Por Claudia Pérez Atamoros
A ver si nos va cayendo el veinte de que la provincia mexicana tiene una historia periodística, artística y social de talla monumental. Parece que en México, para ser tomado en serio hay que nacer varón, vivir en la Roma-Condesa y tener una beca del Fonca (perdón, del extinto Fonca: la beca sin patria). Pero si una nace mujer, en Tepic, Nayarit, y encima se le ocurre ser caricaturista, entonces el sistema cultural, ingrato y machista, le arma una trampa perfecta: te elogian condescendientemente (“mujercita inteligente y bella”), te toleran como rareza regional, y luego te esconden en el cajón de las “figuras locales”, que es el equivalente institucional del olvido.

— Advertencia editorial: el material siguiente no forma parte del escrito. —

PR #1, opened 2016-08-24
Started the registrar.sol file

alexvandesande:
Testings in progress


DepositRegistrar.sol
```diff
@@ -0,0 +1,306 @@
+// Name registrar using deposits
+
+contract Deed {
+    // The Deed is a contract intended simply to hold ether
+    // It can be controlled only by the registrar and can only send ether back to the owner
+    address public owner;
```
Arachnid: Would it be possible to just make 'owner' and 'bidder' the same, to simplify matters?

DepositRegistrar.sol
```diff
@@ -0,0 +1,306 @@
...
+    address public bidder;
+    Registrar public registrar;
+    bytes32 public sealedBid;
+    bytes32 public hashedName;
```
Arachnid: In ENS, I've been calling this 'label' - whatever we call it, we should be consistent.

DepositRegistrar.sol
```diff
@@ -0,0 +1,306 @@
...
+    uint public value;
+    address public burn = 0xdead;
```
Arachnid: Should be flagged `constant`

DepositRegistrar.sol
```diff
@@ -0,0 +1,306 @@
...
+    
+    function Deed(address _bidder, bytes32 _sealedBid, address _registrar) {
+        bidder = _bidder;
+        registrar = Registrar(_registrar);
+        sealedBid = _sealedBid;
+        creationDate = now;
+    }
+    
+    function unsealBid(bytes32 _hashedName, address _owner, uint _value, bytes32 _salt) noEther onlyRegistrar {
+        if (sha3(_hashedName, _owner, _value, _salt) != sealedBid) throw;
```
Arachnid: This sha3 operation is also performed by the Registrar; could we abstract it into a (ridiculously simple) library?

DepositRegistrar.sol
```diff
@@ -0,0 +1,306 @@
...
+        hashedName = _hashedName;
+        owner = _owner;
+        value = _value;
+        if (!bidder.send(this.balance - _value)) throw;
+    }
+    
+    function closeDeed( uint burnAmount) noEther onlyRegistrar {
```
Arachnid: `burnAmount` should probably be called `burnFraction` or similar.

DepositRegistrar.sol
```diff
@@ -0,0 +1,306 @@
...
+        burn.send((burnAmount * this.balance)/1000);
+        selfdestruct(bidder);
```
Arachnid: Could we avoid sending funds by selfdestruct? Doing so doesn't call fallback functions, so people with wallets won't see the funds arrive.

DepositRegistrar.sol
```diff
@@ -0,0 +1,306 @@
...
+    
+    function transferOwnership(address newOwner) {
+        if (msg.sender != owner ) throw;
+        owner = newOwner;
+    }
+}
+
+contract Registrar {
+    mapping (bytes32 => entry) public hashedNames;
+    mapping (bytes32 => address) public sealedBids;
```
Arachnid: Any reason this couldn't be a `mapping (bytes32 => Deed)`?

DepositRegistrar.sol
```diff
@@ -0,0 +1,306 @@
...
+    
+    enum Mode { Open, Auction, Owned }
+    uint auctionLength = 20 minutes;
```
Arachnid: These should all be `constant`

DepositRegistrar.sol
```diff
@@ -0,0 +1,306 @@
...
+    uint revealPeriod = 5 minutes;
+    uint renewalPeriod = 2 hours;
+    uint M = 1000000; // just a multiplier to get more precision on averages
+    uint public averagePeriod;
+    uint public lastSinceNewName;
+    uint public minBid = 0.1 ether;    // TODO: figure out a better way to come up with this
```
Arachnid: `msg.gas * 100000000` seems a reasonable approach, though we might want to use a moving average like the other values for it.

DepositRegistrar.sol
```diff
@@ -0,0 +1,306 @@
...
+    uint public averagePrice = minBid;
+    
+    struct entry {
```
Arachnid: Can some of these be smaller than 256 bits, to save on storage costs?

DepositRegistrar.sol
```diff
@@ -0,0 +1,306 @@
...
+        Mode status;
+        address deed;
+        uint auctionDate;
```
Arachnid: Given this is when the auction ends, not begins, should it be called something like `auctionExpiry`?

DepositRegistrar.sol
```diff
@@ -0,0 +1,306 @@
...
+        uint value;
+        uint highestBid;
+        uint firstRegistered;
+        uint lastRenewed;
+        uint renewalDate;
+        uint averagePrice;
+    }
+    
+    // doesnt work
```
Arachnid: Should probably be deleted, then. :)

DepositRegistrar.sol
```diff
@@ -0,0 +1,306 @@
...
+        _        
+    }
+    
+    modifier noEther  {
+        if (msg.value > 0) throw;
+        _
+    }   
+    
+    function Registrar() noEther  {
+        lastSinceNewName = now;
```
Arachnid: This should probably initialise averagePeriod to something sensible, too.

DepositRegistrar.sol
```diff
@@ -0,0 +1,306 @@
...
+    /*
+    ## Start Auction for available name
+
+    Anyone can start an auction by sending an array of hashes that they want to bid for. 
+    Arrays are sent so that someone can open up an auction for X dummy hashes when they 
+    are only really interested in bidding for one. This will increase the cost for an 
+    attacker from simply bidding on all new auctions blindly. Dummy auctions that are 
+    open but not bid on are closed after a week. 
+    */    
+    function openAuctions(bytes32[] auctionsArray) noEther{
```
Arachnid: Is it necessary for this to take an array? If it only takes one parameter, it'd be easier to call, and you can still call it multiple times.

DepositRegistrar.sol
```diff
@@ -0,0 +1,306 @@
...
+
+        for (uint i = 0; i < auctionsArray.length; i ++ ) {
+            entry newAuction = hashedNames[auctionsArray[i]];
+            if (newAuction.status == Mode.Owned && now < newAuction.renewalDate) {
```
Arachnid: This would be easier to follow if the top-level if statements acted as a switch on `newAuction.status`.

DepositRegistrar.sol
```diff
@@ -0,0 +1,306 @@
...
+    Anyone can start an auction by sending an array of hashes that they want to bid for. 
+    Arrays are sent so that someone can open up an auction for X dummy hashes when they 
+    are only really interested in bidding for one. This will increase the cost for an 
+    attacker from simply bidding on all new auctions blindly. Dummy auctions that are 
+    open but not bid on are closed after a week. 
+    */    
+    function openAuctions(bytes32[] auctionsArray) noEther{
+
+        for (uint i = 0; i < auctionsArray.length; i ++ ) {
+            entry newAuction = hashedNames[auctionsArray[i]];
```
Arachnid: Could we call this `entry` or `registration`? It's not yet clear that it _is_ a new auction, which makes some of the following code a bit hard to understand.

DepositRegistrar.sol
```diff
@@ -0,0 +1,306 @@
...
+            if (newAuction.status == Mode.Owned && now < newAuction.renewalDate) {
+                throw; 
+            } else if (newAuction.status == Mode.Auction && now < newAuction.auctionDate) {
+                throw;
+            } else if (newAuction.status == Mode.Owned) {
+                Deed deedContract = Deed(newAuction.deed);
+                deedContract.closeDeed(1);
+            }
+            newAuction.auctionDate = now + auctionLength;
+            newAuction.renewalDate = now + renewalPeriod;
```
Arachnid: Shouldn't the registration period start when the auction ends?

DepositRegistrar.sol
```diff
@@ -0,0 +1,306 @@
...
+    renewed, and the price paid for it. **The price paid is also saved on a moving average amount, 
+    calculated as ```averagePrice = averagePrice * 0.999 + newPrice * 0.001```**. The 
+    averagePrice at the moment of purchase is also registered on the contract.
+    */ 
+    function revealBid(bytes32 _hashedName, address _owner, uint _value, bytes32 _salt) noEther  {
+        bytes32 seal = shaBid(_hashedName, _owner, _value, _salt);
+        address bidAddress = sealedBids[seal];
+        if (bidAddress == 0 ) throw;
+        Deed bid = Deed(bidAddress);
+        bid.unsealBid(_hashedName, _owner, _value, _salt);
```
Arachnid: Is it necessary for the deed to unseal itself? If `owner` and `bidder` can be conflated, it doesn't need any information from the sealed bid; it just needs to be told to reduce its stored deposit by some amount.

DepositRegistrar.sol
```diff
@@ -0,0 +1,306 @@
...
+        entry name = hashedNames[bid.hashedName()];
+        
+        if (bid.creationDate() > name.auctionDate - revealPeriod
```
Arachnid: Is there a reason to punish this behaviour so harshly?

DepositRegistrar.sol
```diff
@@ -0,0 +1,306 @@
...
+            bid.closeDeed(1);
+        }
+    }
+    
+    function finalizeAuction(bytes32 nameHash) noEther {
+        entry name = hashedNames[nameHash];
+        if (now < name.auctionDate || name.status != Mode.Auction) throw;
+        
+        // set the name
+        name.status = Mode.Owned;
```
Arachnid: What if nobody bid?

DepositRegistrar.sol
```diff
@@ -0,0 +1,306 @@
...
+        name.firstRegistered = now;
+        name.lastRenewed = now;
+
+        //set the averages
+        uint period = (now - lastSinceNewName) * M;
+        averagePeriod = (9999 * averagePeriod + period) / 10000;
+        uint n = averagePeriod < (60 seconds * M) ? 7 days * M / averagePeriod : 10000;
```
Arachnid: What's happening here - how `60 seconds` and `7 days` are determined is a little unclear; could you add a comment?

DepositRegistrar.sol
```diff
@@ -0,0 +1,306 @@
...
+        averagePrice = ((n-1)*averagePrice + name.value ) / n;
```
Arachnid: It's probably worth adding an `updateFilter` function for these calculations.

DepositRegistrar.sol
```diff
@@ -0,0 +1,306 @@
...
+    after 2 years, 7/8 after 3 years etc). 
+    */ 
+    function updatedValue(bytes32 nameHash) constant returns (uint updatedPrice) {
+        entry name = hashedNames[nameHash];
+        return name.value * averagePrice / name.averagePrice;
+    }
+    
+    function renewDeed(bytes32 nameHash) {
+        entry name = hashedNames[nameHash];
+        if (now < name.firstRegistered + renewalPeriod/2 ) throw;
```
Arachnid: Comment says 'at any moment', but this restricts renewals to after half the period has elapsed.

DepositRegistrar.sol
```diff
@@ -0,0 +1,306 @@
...
+        Deed deedContract = Deed(name.deed);
+        uint difference = 0;
+        if (msg.sender != deedContract.owner() && name.status != Mode.Owned) throw;
```
Arachnid: ||, not &&

DepositRegistrar.sol
```diff
@@ -0,0 +1,306 @@
...
+        } else {
+            difference =  name.value - updatedPrice; 
+            uint ratioOfRecovery = 2**((now - name.lastRenewed)/ 1 years);
+            // the more time, the more you recover more from your initial investment
+            deedContract.setBalance(name.value + difference - difference/ratioOfRecovery);
+        }
+        
+        name.value = updatedPrice;
+        name.lastRenewed = now;
+        // next renewal data is twice the current age
```
Arachnid: Personally, I think a fixed 1 yr renewal period would make more sense.

DepositRegistrar.sol
```diff
@@ -0,0 +1,306 @@
...
+    your ether. If there are better opportunities, like staking it, lending it or investing 
+    in some other new venture, then holding names should be seen as an undesirable outcome 
+    and owners have an incentive to release them. Names can be sold at any moment, but the 
+    buyer will incur the same renewal cost/benefit analysis. 
+    */    
+    function releaseDeed(bytes32 nameHash) noEther  {
+        entry name = hashedNames[nameHash];
+        Deed deedContract = Deed(name.deed);
+        if (now < name.firstRegistered + renewalPeriod ) throw;
+        if (msg.sender != deedContract.owner() && name.status != Mode.Owned) throw;
```
Arachnid: ||, not &&

DepositRegistrar.sol
```diff
@@ -0,0 +1,306 @@
...
+    The real cost of holding a name is the opportunity cost of doing something better with 
+    your ether. If there are better opportunities, like staking it, lending it or investing 
+    in some other new venture, then holding names should be seen as an undesirable outcome 
+    and owners have an incentive to release them. Names can be sold at any moment, but the 
+    buyer will incur the same renewal cost/benefit analysis. 
+    */    
+    function releaseDeed(bytes32 nameHash) noEther  {
+        entry name = hashedNames[nameHash];
+        Deed deedContract = Deed(name.deed);
+        if (now < name.firstRegistered + renewalPeriod ) throw;
```
Arachnid: Why this restriction?

DepositRegistrar.sol
```diff
@@ -0,0 +1,306 @@
...
+        if (msg.sender != deedContract.owner() && name.status != Mode.Owned) throw;
+        
+        name.status = Mode.Open;
+        deedContract.closeDeed(0);
+    }
+}
+
```
Arachnid: Lots of whitespace here.

Arachnid:
One major thing missing is actually integrating with ENS, but I assume you intended to leave that for a future PR?

DepositRegistrar.sol
alexvandesande: During the bid auction separating both allows greater anonymity. But maybe bidder is unnecessary to keep.

DepositRegistrar.sol
alexvandesande: Yeah, naming things has been hard. This is how I went to it:

Name: the thing we are bidding and own
Hashed Name: the proper name, passed through a sha3 to add anonymity
Deed: the contract that holds information about the property. I believe Deed is a good term

I don't understand what "label" means in this context

DepositRegistrar.sol
Arachnid: Fair enough. Someone desiring that would have to be able to send the bid from a contract that can't be traced back to them too, though, so I'm not sure the gain in anonymity is worth the complexity.

DepositRegistrar.sol
Arachnid: So, a label is a part of a name - in 'foo.bar.com', 'foo', 'bar', and 'com' are labels. In ENS I've been using label to refer to the hash of the actual label, since raw labels aren't handled anywhere in ENS.

Since a registrar will only register names on top of a single TLD, passing in the whole name seems unnecessary - just the one component being registered will suffice, and ensure people don't try and register names that the registrar isn't authoritative for.

DepositRegistrar.sol
alexvandesande: mmm didn't know that! I can reverse the process, I send funds to the owner and then burn by selfdetruct.

I wanted to do this way to avoid any funny business with using a fallback function, but we can try to be extra careful;

DepositRegistrar.sol
alexvandesande: Problem with that approach is that miners can create transactions with a very low msg.gas, so someone could pay a miner to send a lot of 0 transactions and move the average way down

DepositRegistrar.sol
Arachnid: Yup, understood. You definitely shouldn't `throw` if `msg.send` fails in this case, since otherwise a malicious user could prevent someone outbidding them with a fallback function that throws!

DepositRegistrar.sol
alexvandesande: But I want it to work! Any help? 😞

DepositRegistrar.sol
alexvandesande: At some point I was doing it but felt it wouldn't really matter after a few thousand transactions

DepositRegistrar.sol
Arachnid: Hm, I'd considered that someone could create TXes with low gas, but couldn't think of a way to reliably do so - you're right, miners would be one way to do that.

I believe there are plans for a 'gas economy' that would eliminate this attack by making gas price part of consensus, but that's not here yet.

A couple of options:
 - 1/nth of the current average price, for some n
 - Depend on an external 'gas price oracle' (ugh)

DepositRegistrar.sol
Arachnid: You can pass parameters _into_ modifiers, but I don't think there's any way to pass them out. I think the way you've got it is the best way available at the moment.

DepositRegistrar.sol
alexvandesande: I would like the name registrar Dapp to randomly initiate some names whenever someone opens an auction, without requiring extra calls from the user. This guarantees more privacy by default.

DepositRegistrar.sol
alexvandesande: This was necessary before, but now after some rewrite I don't see why not remove it

DepositRegistrar.sol
alexvandesande: The bid requires the owner variable to execute transferOwnership. Bidders and owners should not be the same, to allow more anonymity during the auctions.

Arachnid: I'm still skeptical separating the two adds anonymity; the owner still has to get funds into a bidder address somehow, in which case they may as well just make that account the owner, and transfer it afterwards.

DepositRegistrar.sol
Arachnid: Could we offer a version that takes a single argument, and call it in a loop from this one, then?

DepositRegistrar.sol
alexvandesande: Yes. Otherwise you can make a bid and choose not to reveal during the reveal period, after some others have revealed. This would change the auction from a blind vickrey into a completely different auction. As an example of what someone could do, they could bid multiple values for any auction and then blackmailing the current winner into paying them NOT to reveal a bid that would be low enough not to win, but high enough to increase the ask price of the name.

DepositRegistrar.sol
alexvandesande: If nobody bid then the auction can be opened again at the newAuction() function. But I could manually deactivate it here too.

DepositRegistrar.sol
Arachnid: Good point. Shouldn't we just take 100%, then?

DepositRegistrar.sol
alexvandesande: It checks if there were, in average more than 10,000 registration per week (averagePeriod less than 60.48 seconds). If so, use the number of average registrations, elsewhere, use 10,000. I'm using period as a simpler way to measure frequency.

DepositRegistrar.sol
alexvandesande: updateFilter?

alexvandesande: Ah you meant the ability to change the equation?

DepositRegistrar.sol
alexvandesande: Yes. Will change the description. Otherwise someone could register dummy names at almost no cost to manipulate the averages.

DepositRegistrar.sol
Arachnid: Won't it be owned, with a renewal date in the future, and thus unclaimable until then?

DepositRegistrar.sol
Arachnid: Now I know that; could you add a comment that a period of 60 seconds == 10k registrations per week so others do? :)

DepositRegistrar.sol
Arachnid: I meant that there's two different filters here, both of the form `((a-b) * old + new) / a`; refactoring them into a function that updates and returns the filter value might make that easier to follow.

DepositRegistrar.sol
alexvandesande: It's && because you shouldn't be able to renew a deed that is not currently being owned by anyone.

It's controversial, to allow someone to renew a name they don't own: depending on the date you choose to renew it, it will affect the amount you'll need to pay (or receive) on the next renewal. Not sure if someone else should be allowed to do it..

Arachnid: With &&, this will only throw if you're both not the owner and it's not owned, though. If the name is owned by someone else, this will evaluate to (false && false), and fail to throw.

DepositRegistrar.sol
alexvandesande: one year goes rather quickly. I hate to renew domains every year, specially if it's a hassle and you own many. This way you have to renew after 1 year, then after 2 years, 4 etc. Maybe we can add a upper limit, someone only needing to renew it after 8 or 16 years might be a stretch, but hey, maybe when ethereum has existed as long as the web, it might make sense.

DepositRegistrar.sol
alexvandesande: Ah just noticed. You're right the restriction shouldn't apply here

DepositRegistrar.sol
alexvandesande: This is where the restriction should be added to half the renewalPeriod. Otherwise someone could register dummy names at almost no cost to manipulate the averages.

DepositRegistrar.sol
alexvandesande: I hate having to look at the bottom of the screen while coding, so I always add lots of whitespace at the end. No reason to have in on the github.

alexvandesande:
I was hoping you'd help me with the proper integration!

DepositRegistrar.sol
Arachnid: Fair enough; I think we should definitely put an upper limit on it, yes.

Arachnid:
Very happy to. It's pretty straightforward.

DepositRegistrar.sol
alexvandesande: Well then I'm using name to refer to what you call a second level label: foo.eth.
I could rename it all to label here for consistency, but are you sure this is the proper terminology? I don't think they are very self explanatory. Maybe if we all used "domains"?

DepositRegistrar.sol
alexvandesande: Why not simply call with a single item array?

DepositRegistrar.sol
alexvandesande: You can hire a service to bid for you and do off chain transactions..?

DepositRegistrar.sol
alexvandesande: I suppose getting something back would make someone reveal it?

DepositRegistrar.sol
Arachnid: If you just have users submit `sha3('foo')` instead of `sha3('foo.eth')`, then you can pass this hashed token directly to the ENS registrar; no need to deal with unhashed names at all.

In DNS terminology, `foo.bar` is a domain, while `foo` and `bar` are labels; there's no convention for `H('foo')`, but I've just been calling them labels, since we don't use the unhashed ones anywhere.

DepositRegistrar.sol
Arachnid: I'm just thinking about ease-of-use from other contracts, and from UIs like Mist; it's easier to submit a single hash than an array of them, and it's easier to read the code without the loop around it.

DepositRegistrar.sol
Arachnid: Well, then that service could also handle transferring the name to you after you win. :)

DepositRegistrar.sol
Arachnid: Good point. Perhaps they should get more than 0.1%, then - 1%? 10%?

HashRegistrar.sol
```diff
@@ -0,0 +1,282 @@
...
+        registrar = Registrar(_registrar);
+        sealedBid = _sealedBid;
+        creationDate = now;
+    }
+    
+    function unsealBid(bytes32 _hash, address _owner, uint _value, bytes32 _salt) noEther onlyRegistrar {
+        if (sha3(_hash, _owner, _value, _salt) != sealedBid) throw;
+        hash = _hash;
+        owner = _owner;
+        if (!owner.send(this.balance - _value)) throw;
```
Arachnid: Should this come before the previous line, in case it updates the owner?

HashRegistrar.sol
```diff
@@ -0,0 +1,282 @@
...
+    }
+    
+    function transferOwnership(address newOwner) {
+        if (msg.sender != owner ) throw;
+        owner = newOwner;
+    }
+}
+
+contract Registrar {
+    mapping (bytes32 => entry) public hashes;
```
Arachnid: Maybe call this `entries` instead?

HashRegistrar.sol
```diff
@@ -0,0 +1,282 @@
...
+    uint32 constant revealPeriod = 5 minutes;
+    uint32 constant renewalPeriod = 2 hours;
+    uint32 constant M = 1000000; // just a multiplier to get more precision on averages
+    uint public averagePeriod;
+    uint public lastSinceNewRegistry;
+    uint public averagePrice;
+    
+    struct entry {
+        Mode status;
+        address deed;
```
Arachnid: `Deed deed` instead?

HashRegistrar.sol
```diff
@@ -0,0 +1,282 @@
...
+    }
+    
+    function Deed(bytes32 _sealedBid, address _registrar) {
+        registrar = Registrar(_registrar);
+        sealedBid = _sealedBid;
+        creationDate = now;
+    }
+    
+    function unsealBid(bytes32 _hash, address _owner, uint _value, bytes32 _salt) noEther onlyRegistrar {
+        if (sha3(_hash, _owner, _value, _salt) != sealedBid) throw;
```
Arachnid: Can this be modified to only run if _hash is 0? That way, it's guaranteed it can only run once, and therefore there's no way the original owner can steal it back by 'revealing' their bid again. I know this is `onlyRegistrar`, but the added self-contained security wouldn't hurt.

HashRegistrar.sol
```diff
@@ -0,0 +1,282 @@
...
+    ## Start Auction for available hash
+
+    Anyone can start an auction by sending an array of hashes that they want to bid for. 
+    Arrays are sent so that someone can open up an auction for X dummy hashes when they 
+    are only really interested in bidding for one. This will increase the cost for an 
+    attacker from simply bidding on all new auctions blindly. Dummy auctions that are 
+    open but not bid on are closed after a week. 
+    */    
+    function startAuction(bytes32 _hash) noEther{
+        entry hash = hashes[_hash];
```
Arachnid: This is a bit confusing, since `_hash` is a hash, but `hash` is an `entry`.

HashRegistrar.sol
```diff
@@ -0,0 +1,282 @@
...
+            startAuction(_hashes[i]);
+        }
+    }
+    
+    function shaBid(bytes32 hash, address owner, uint value, bytes32 salt) constant returns (bytes32 sealedBid) {
+        return sha3(hash, owner, value, salt);
+    }
+    
+    /*
+    ## One week auction for the desired hash
```
Arachnid: Probably shouldn't say "one week"

HashRegistrar.sol
alexvandesande: Or rename entry as hash? Not sure which would make the code clearer. Maybe the word "hash" is already being overused but at least it's more specific than entry..

HashRegistrar.sol
alexvandesande: I believe the condition requiring hash to be 0 takes care of this problem. I think having the send as the last thing is always a good practice

HashRegistrar.sol
```diff
@@ -0,0 +1,282 @@
...
+    contains basic information like when the hash was first registered, when it needs to be 
+    renewed, and the price paid for it. **The price paid is also saved on a moving average amount, 
+    calculated as ```averagePrice = averagePrice * 0.999 + newPrice * 0.001```**. The 
+    averagePrice at the moment of purchase is also registered on the contract.
+    */ 
+    function revealBid(bytes32 _hash, address _owner, uint _value, bytes32 _salt) noEther  {
+        bytes32 seal = shaBid(_hash, _owner, _value, _salt);
+        Deed bid = sealedBids[seal];
+        if (address(bid) == 0 ) throw;
+        bid.unsealBid(_hash, _owner, _value, _salt);
```
Arachnid: Thinking about it more, could this be skipped entirely? Instead, the Deed could start without an owner, and the registrar could be permitted to call and set the owner one time only. It can then call setBalance to refund any extra balance.

HashRegistrar.sol
```diff
@@ -0,0 +1,320 @@
...
+        sealedBids[seal] = Deed(0);
+        
+        entry hash = hashes[bid.hash()];
+        
+        if (bid.creationDate() > hash.auctionExpiration - revealPeriod
+            || now > hash.auctionExpiration ) {
+            // bid is invalid, refund 99.9%
+            bid.closeDeed(1);
+            
+        } else if ( _value < averagePrice / 100 ) {
```
Arachnid: This should probably be a parameter.

HashRegistrar.sol
```diff
@@ -0,0 +1,320 @@
...
+            // bid is invalid but not punishable
+            bid.closeDeed(1000);
+            
+        } else if (_value > hash.highestBid) {
+            // new winner
```
Arachnid: This section needs to remove the deed from `sealedBids`, or the winner can wait until the auction is over, then 'reveal' their bid again and get a refund in the first clause of this if statement.

HashRegistrar.sol
alexvandesande: Mmm I don't see why not. It would indeed simplify the code, which is always a good thing

HashRegistrar.sol
```diff
@@ -0,0 +1,320 @@
...
+            hash.value = _value;
+            bid.closeDeed(999);
+            
+        } else {
+            // bid doesn't affect auction
+            bid.closeDeed(999);
+        }
+    }
+    
+    function cancelBid(bytes32 seal) {
```
Arachnid: I thought we didn't want to permit getting deposits back without revealing a valid bid, to prevent blackmail etc?

HashRegistrar.sol
```diff
@@ -0,0 +1,320 @@
...
+        averagePrice = (n*averagePrice + hash.value ) / (n+1);
+        hash.averagePrice = averagePrice;
+        lastSinceNewRegistry = now;
+        
+        Deed deedContract = Deed(hash.deed);
+        deedContract.setBalance(hash.value);
+    }
+    
+    /*
+    ## Renewals can be done at any moment by renewing the deposit
```
Arachnid: Still at any moment? :)

Arachnid: I actually agreed with your reasoning that allowing people to unregister almost immediately made it too easy to submit bids to escalate prices.

HashRegistrar.sol
```diff
@@ -0,0 +1,320 @@
...
+    you have the right to withdraw part of the difference (1/2 after a year, 3/4 
+    after 2 years, 7/8 after 3 years etc). 
+    */ 
+    function updatedValue(bytes32 _hash) constant returns (uint updatedPrice) {
+        entry hash = hashes[_hash];
+        return hash.value * averagePrice / hash.averagePrice;
+    }
+    
+    function renewDeed(bytes32 _hash) {
+        entry hash = hashes[_hash];
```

Emilia Ortiz —sí, esa misma que caricaturizó políticos desde los 16 años mientras otras bordaban pañuelitos con sus iniciales — nació en 1917 en el Nayarit profundo. ¿Por qué no la registran los pocos libros –escritos por hombres- sobre la historia de la caricatura en México? La respuesta es obvia. Nos corresponde a nosotras darle su lugar como la primera caricaturista nayarita. ¿Habrá otras?
Para que no digan que todo lo inventamos nosotras las periodistas de oficio, ahí están los archivos: El Nacional, año 1933, le publicó cinco caricaturas donde pone en su lugar (con línea firme y ceja arqueada) a varios notables del terruño. Y eso que aún no existía el INE para multarla por "expresiones violentas".
A esa edad, los muchachitos de la capital aprendían a pedir permiso a Diego Rivera para alzar el pincel, y Emilia ya estaba retratando a los caciques locales con ese humor negro que a la fecha no le perdonan. Porque una mujer puede pintar flores, puede llorar en acrílico, puede hasta cantar en un festival. Pero caricaturizar al poder, eso sí que no. Menos si es del norte y ni siquiera dice “chilangolandia”. ¡Pregúntenle a la morelense Ele!
Cuando Emilia Ortiz decidió cruzar la sierra rumbo a la gran Ciudad de México, lo hizo con talento bajo el brazo y una hermana como cómplice. Entró a San Carlos (no al convento, aunque el trato fue igual de hostil) y ahí aprendió lo que ya sabía: que para el arte, las mujeres de provincia “somos exóticas si pintamos lo que esperan de nosotras, y problemáticas si nos atrevemos a opinar”.
Y Emilia opinaba. ¡Imagínense! Con el pincel, con el carboncillo, con las acuarelas. Lo hacía sobre los coras, los huicholes, sobre las calaveras vivientes de la política y los espectros de cuello blanco. Opinaba con dibujos que no pedían permiso. Más de cuatro mil obras dejó, para que luego digan que no hizo suficiente “trayectoria”.
Pero, ay, la bendita centralización del prestigio. Mientras en Bellas Artes exponían por enésima vez a los mismos muralistas con discursos reciclados, Emilia Ortiz fundaba un estilo, una mirada y su propio museo... en su tierra. Ahí está el Centro de Arte Contemporáneo Emilia Ortiz, que no está en Coyoacán ni en San Miguel de Allende, sino en Tepic. ¡Qué horror!. ¿Qué hace el arte allá donde no hay galerías gourmet ni coloquios con canapés?